If at any point you want to view the value of a variable, use the print()
function with the name of the variable name and type ‘enter’ or ‘return’ to execute.
Check your code
print(goat.weights)
## [1] 13.3 17.2 14.8 14.6 12.4
⭐ Task 1.2-3
View variables.
Display the weight of the second goat in the vector.
Check your code
goat.weights[2]
## [1] 17.2
Hint: data_object_name[indexNumber]
You have just worked with numeric vectors. Now let’s move to string vectors.
⭐ Task 1.2-4
Create a new R script.
Make a vector for the following name values of miniature goats.
Name your variable goat.name
Goat names: baby, pickles, cookie, sparkle, gabbie
Note: Text values must be wrapped in quotations. You can use double or single quotes, but must be consistent - Good: "text"
- Good: 'text'
- Bad: 'text"
Check your code
goat.name <- c("baby", "pickes", "cookie", "sparkle", "gabbie")
To get the length of a vector, we can use the length()
function.
⭐ Task 1.2-5
View information about variables.
Print (display) the length of the vector of miniature goat names.
Note: In a script (code editor), you often need to use the print() function explicitly to see the output, especially when running multiple lines of code or within functions. However, in the console, R automatically displays the output of expressions upon execution of the command.
Check your code
length(goat.name)
## [1] 5
Lists (Additional Information)
A ‘list’ can hold items of different types (even vectors), while items in a ‘vector’ must all be the same type.
To make a list, we’ll use the list()
function.
Hint: Remember that all items in a vector must be the same type, but can be different types if in a list.
If you want to create 2D lists, also known as a table, you will create a matrix using the matrix()
function.
- For more on matrices, check me out.
- Instead of creating our own matrices, we will be importing data later on.
📍 As you work through these activities, remember to save your script(s) regularly.
2. Descriptive Statistics
Statistics is:
-
the science of collecting, analyzing, interpreting
-
data to uncover patterns and trends,
-
informed decisions based on this data.
If you’re unfamiliar with statistics, you can learn more about it from the w3school Statistics Tutorial
In this section, we’ll be focusing on
- Basic statistical measures
- Presenting data in a histogram
- More on presenting data will be covered in Activity 4-Data Visualization
- Importing data
2.1 Basic statistical measures
The function names for the following three statistical measures (mean, median, standard deviation) are quite intuitive.

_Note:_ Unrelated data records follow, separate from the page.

PR #114, opened 2022-07-25
Add vsock support to cpud and cpu client package

rminnich:
vsock is a simpler networking path for virtual machine guests.

It needs no emulated hardware or IP stacks. It is a lot like
networking over a serial line. There are fewer moving parts
and hence less to go wrong.

One thing that can go wrong is your kernel is broken, e.g. ubuntu
5.8, and in that case you will get connection timeouts. To fix
a problem like this, update ubuntu or use something else. Ubuntu
22 is known to work; ubuntu 20 is known to not work.

Sadly, vsock is not in the net package, so the code is more complex
than it ought to be.

To use vsock on cpud:
cpud -net vsock [... args]

cpud will listen on any CID, so can be reached even from the VM itself.

To use it on the client:
./cpu -net vsock [other switches] vsock-client-id [other cpu args]

e.g., if one starts qemu with the following vsock switches:
-device vhost-vsock-pci,guest-cid=42

The vsock-client-id above would be 42.

For example, when qemu is started as above, then the cpud command is
cpud -net vsock -init

and the cpu command can be (assuming you are not using a default
key):
./cpu -key ~/.ssh/cpu_rsa -net vsock 42 date

### DIFF
--- a/client/client.go
+++ b/client/client.go
@@ -17,6 +17,7 @@ import (
 	"time"
 
 	"github.com/hashicorp/go-multierror"
+	"github.com/mdlayher/vsock"
 	"github.com/u-root/u-root/pkg/termios"
 	"golang.org/x/crypto/ssh"
 )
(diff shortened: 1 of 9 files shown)


client/client.go
```diff
@@ -259,8 +260,30 @@ func (c *Cmd) Dial() error {
...
+	// Sadly, no vsock in net package.
+	var (
+		cl   *ssh.Client
+		err  error
+		addr string
+	)
+
+	switch c.network {
+	case "vsock":
+		id, port, err := vsockIdPort(c.HostName, c.Port)
```
brho, line 272: do you need to check err on this line?

client/client.go
```diff
@@ -259,8 +260,30 @@ func (c *Cmd) Dial() error {
...
+		conn, err := vsock.Dial(id, port, nil)
+		if err != nil {
+			return err
+		}
+		addr = fmt.Sprintf("%#x:%d", id, port)
+		c, chans, reqs, err := ssh.NewClientConn(conn, addr, &c.config)
```
brho: i'm not familiar with the ssh package, but would it be worth having all cases (vsock, inet) operate on chans and addrs, and then call NewClientConn and NewClient outside the switch statement?

client/client.go
rminnich: yeah, thanks, and I added a test for vsockIdPort

client/client.go
rminnich: yeah, that's a great idea, see what you think of this now.

brho (approved):

PR #115, opened 2022-07-25
Add an "inetd" mode for cpud

rminnich:
People are looking at running cpud manually, after the system is fully booted.

cpud will now have a default behavior when it is invoked with no mode: it will
run as "inetd." It will not try to set up cgroups, loopback interfaces, or a
process reaper: that is for init to do.

This will make it easier to run cpud on systems which are past runlevel 1.

### DIFF
--- a/cmds/cpud/serve.go
+++ b/cmds/cpud/serve.go
@@ -34,10 +34,7 @@ func hang() {
 	log.Printf("done hang")
 }
 
-func serve() error {
-	if err := unix.Mount("cpu", "/tmp", "tmpfs", 0, ""); err != nil {
-		log.Printf("CPUD:Warning: tmpfs mount on /tmp (%v) failed. There will be no 9p mount", err)
-	}
+func commonsetup() error {
 	if *debug {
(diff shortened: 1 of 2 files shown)


brho (approved):

cmds/cpud/serve.go
```diff
@@ -29,7 +29,7 @@ func hang() {
 	log.Printf("done hang")
 }
 
-func serve() error {
+func commonsetup() error {
 	if err := unix.Mount("cpu", "/tmp", "tmpfs", 0, ""); err != nil {
```
brho: oh, this might not be good for systems that are up and running.

brho (changes requested):

cmds/cpud/serve.go
brho: i think this will work if you move this Mount to initsetup()

brho:
did you want to do the tmpfs mount in the -init case still?

brho (approved):

PR #116, opened 2022-07-25
Change all uses of 127.0.0.1 with "localhost"

brho:
For systems with no IPv4 stack.

In particular, the client.go connection tells cpud to connect to
127.0.0.1.  But if there is no 127.0.0.1, you'll get an error like:

	SSH error Dial: cpu client listen for forwarded 9p port ssh:
	tcpip-forward request denied by peer

Signed-off-by: Barret Rhoden <brho@google.com>

### DIFF
--- a/client/client.go
+++ b/client/client.go
@@ -276,7 +276,7 @@ func (c *Cmd) Dial() error {
 	// Note: cl.Listen returns a TCP listener with network "tcp"
 	// or variants. This lets us use a listen deadline.
 	if c.Ninep {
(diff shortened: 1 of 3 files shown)


brho:
not 100% this is right - i think if i tunnel cpu's initial connection over an ssh -L port forward, the dialback still doesn't work if cpud is in a v6-only environment.

brho:
yeah, i think this doesn't work if you are tunnelling your cpu -> cpud connection over ssh or something.  but if you manually do the fallback from ipv4 to ipv6 in the listen code, it'll work.  i'll open another PR for that.

PR #118, opened 2022-07-26
more cpud stuff

brho:
- more ipv6 support
- /proc/self/exe on linux to find cpud.

tested with weird ssh tunnels with cpud not having IPv4, and cpud not in the $PATH.

### DIFF
--- a/client/cpu_linux.go
+++ b/client/cpu_linux.go
@@ -11,6 +11,8 @@ import (
 	"github.com/hugelgupf/p9/p9"
 )
 
+const osDefaultCpudCmd = "/proc/self/exe -remote"
+
 func osflags(fi os.FileInfo, mode p9.OpenFlags) int {
 	flags := int(mode)
 	if fi.IsDir() {
--- a/server/server_other.go
+++ b/server/server_other.go
@@ -27,7 +27,7 @@ func (s *Session) Namespace() (error, error) {
 	v("CPUD:namespace is %q", s.binds)
 
 	// Connect to the socket, return the nonce.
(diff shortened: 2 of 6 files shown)


client/cpu_linux.go
```diff
@@ -18,3 +18,7 @@ func osflags(fi os.FileInfo, mode p9.OpenFlags) int {
 	}
 	return flags
 }
+
+func osDefaultCpudCmd() string {
```
rminnich: fwiw: these could also be 
const osDefaultCpudCmd = "/proc/self/exe -remote"
for example, i.e. no need to be a function, wdyt?

server/server_other.go
```diff
@@ -27,7 +27,7 @@ func (s *Session) Namespace() (error, error) {
 	v("CPUD:namespace is %q", s.binds)
 
 	// Connect to the socket, return the nonce.
-	a := net.JoinHostPort("127.0.0.1", s.port9p)
+	a := net.JoinHostPort("localhost", s.port9p)
```
rminnich, line 30: the reason I used the raw ip was because /etc/hosts is not guaranteed to be there, but, are you doing this for ip6 / ip4 reasons? If so, I think I can drop my paranoia :)

client/cpu_linux.go
brho: done, thanks

rminnich (approved):

server/server_other.go
brho: yeah, ipv4 isn't always there.  and i think "localhost" is handled by the go runtime magically, without involving /etc/hosts.

brho: i think

PR #3968, opened 2016-12-19
[Android] Back port the feature of preserving websql databases to Crosswalk 23

fujunwei:
SQLite Databases that are created using the window.openDatabase with
System WebVieware not accessible in Crosswalk, the databases need to
be moved to Crosswalk profile directory.

BUG=XWALK-7368 XWALK-4488

(cherry picked from commit 136cf6e6b6ffdaa308326366f5096e0853fd007b)


fujunwei:
@lincsoon

PR #3970, opened 2016-12-19
If building with DISABLE_BUNDLED_EXTENSIONS

cmeerw:
features will just be marked as experimental so they can be enabled via a command line option instead of completely disabling them.

BUG=XWALK-7461


rakuco:
looks fine to me. @pozdnyakov @lincsoon can you also take a look?

pozdnyakov:
lgtm

rakuco:
@cmeerw: can you squash your 2 commits into one and use a shorter title with the longer explanation after that?

cmeerw:
I tried updating the commit... something broken with the Android x86-64 buildbot setup now?

rakuco:
Hmm, the error was unrelated to the patch and has been fixed. I think we can merge this one, thanks for the patch!

PR #3974, opened 2017-01-23
all temporary storage can be set external storage???

shuaqq2004:
my webapp 's  appcache /localstorage/ indexeddb is used 50MB+.

but  https://developer.chrome.com/apps/offline_storage#temporary say:
temporary storage size is (available storage space + storage being used by apps) * .333 .

so 1GB of storage is actually only 66MB available...
I want set this cache to external storage...
like XWalkSetting.SetAppcachePath("external storage")....

is there a way???


rakuco:
This is not a bug tracker. Please send your question to the crosswalk-help mailing list over https://lists.crosswalk-project.org/mailman/listinfo/crosswalk-help or file a bug at https://crosswalk-project.org/jira.

PR #3975, opened 2017-02-02
loadUrl always opens in new mobile browser(not in the app)

theDude30:
Hi,
Since version 20.50.533.12 i do not have the option to open links in the same window as before(version 19.49.514.5 and below).
I know that the load function is deprecated and now it is recommended to use loadUrl, but i do not know how to make it open in the same app window.

**Here is what i tried:**
 xWalkWebView.load RESULT: opens in new mobile browser.
 xWalkWebView.evaluateJavascript("window.open('"+url+"', '_blank','location=no');",null); RESULT: loads a white screen and it looks stuck.
 xWalkWebView.evaluateJavascript("window.open('"+url+"','_self');",null); RESULT: opens in new mobile window
 xWalkWebView.loadUrl(url); RESULT: opens in new mobile window. 

**The scenario:**
1. in the main activity i opened a url(using loadUrl), the url loaded fine at the application.
2. from that page i clicked on "HTML Button" that calls JavascriptInterface which tries to loadUrl.
3. loadUrl function opened a new browser window outside the application.


rakuco:
This is not a bug tracker. Please ask your question in the crosswalk-help mailing list or file a bug in https://crosswalk-project.org/jira.

PR #3993, opened 2017-06-01
tools: Disable gclient syntax validation when fetching dependencies.

rakuco:
As per
https://groups.google.com/a/chromium.org/d/msg/infra-dev/Cwc6jsitAEA/Dwy3xweSAAAJ,
gclient has recently started validating the syntax of DEPS files.

This is a problem for us because src/xwalk/buildtools, which we fetch from
upstream, is at a revision that does not pass gclient's validation and
breaks the checkout process.

For now, just disable syntax validation to get things back to where they
were before.

BUG=XWALK-7528


baleboy:
LGTM

PR #1419, opened 2020-07-14
[feat] Add utility function for retrieving Cray Linux Environment (CLE) information

vkarak:
I am not doing any special post processing of the values retrieved, since they are well formed strings that you can nicely compare:

```python
if cray_cle_info().release >= '7.0.UP00' and cray_cle_info().patchset < '09':
    # do sth
```

### DIFF
--- a/unittests/test_utility.py
+++ b/unittests/test_utility.py
@@ -1189,7 +1189,7 @@ def test_cray_cle_info(tmp_path):
     assert cle_info.build == '7.0.1227'
     assert cle_info.date == '20200326'
     assert cle_info.network == 'ari'
-    assert cle_info.patchset == '09-202003261814'
+    assert cle_info.patchset == '09'
 
 
 def test_cray_cle_info_no_such_file(tmp_path):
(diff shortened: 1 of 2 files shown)


unittests/test_utility.py
```diff
@@ -1171,3 +1171,42 @@ def test_cray_cdt_version_no_such_file(tmp_path, monkeypatch):
...
+def test_cray_cle_info(tmp_path):
+    # Mock up a CLE release
+    cle_info_file = tmp_path / 'cle-release'
+    with open(cle_info_file, 'w') as fp:
+        fp.write('RELEASE=7.0.UP01\n'
+                 'BUILD=7.0.1227\n'
+                 'DATE=20200326\n'
+                 'ARCH=noarch\n'
+                 'NETWORK=ari\n'
+                 'PATCHSET=09-202003261814\n')
```
vkarak, line 1185: I could possibly strip off the date from the patchset so as to allow comparisons such as `cray_cle_info().patchset >= '09'`. Now this would compare false.

PR #1424, opened 2020-07-16
[bugfix] Convert Syslog handler port parameter into integer

difey:
In our cluster, we use syslog to collect reframe tests data. We have found SysLogHandler require int type port instead of str type in codes now. It works fine in our cluster after change.

### DIFF
--- a/reframe/core/logging.py
+++ b/reframe/core/logging.py
@@ -222,7 +222,12 @@ def _create_syslog_handler(site_config, config_prefix):
     except ValueError:
         pass
     else:
-        address = (host, int(port))
+        try:
+            address = (host, int(port))
+        except ValueError:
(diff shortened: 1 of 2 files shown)


difey:
> Can I test this patch?

yes

teojgo:
ok to test

reframe/core/logging.py
```diff
@@ -222,7 +222,7 @@ def _create_syslog_handler(site_config, config_prefix):
     except ValueError:
         pass
     else:
-        address = (host, port)
+        address = (host, int(port))
```
vkarak, line 225: We should handle the case when `port` cannot be converted to an `int`.

victorusu: That's true.

PR #1431, opened 2020-07-22
[ci] Change modules system for Dom to TMod4

teojgo:
* Hardcode singularity module to singularity/3.5.3 for dom.


vkarak:
@jenkins-cscs retry all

It is just the name or abbreviation of the statistical measure, where the argument is the object containing the set of values we are analyzing.
Each function takes the vector as its argument.
These three functions are designed for sets of numerical and decimal values. If run on other types (string, aka text, and boolean, aka true/false), result will be NA
.
⭐ Task 2.1-1
View information about variables.
For this task, we will use a new vector object containing weights for a set of pigs.
Create a vector object with the weights of a set of pigs. Name your variable ‘pigs.weight’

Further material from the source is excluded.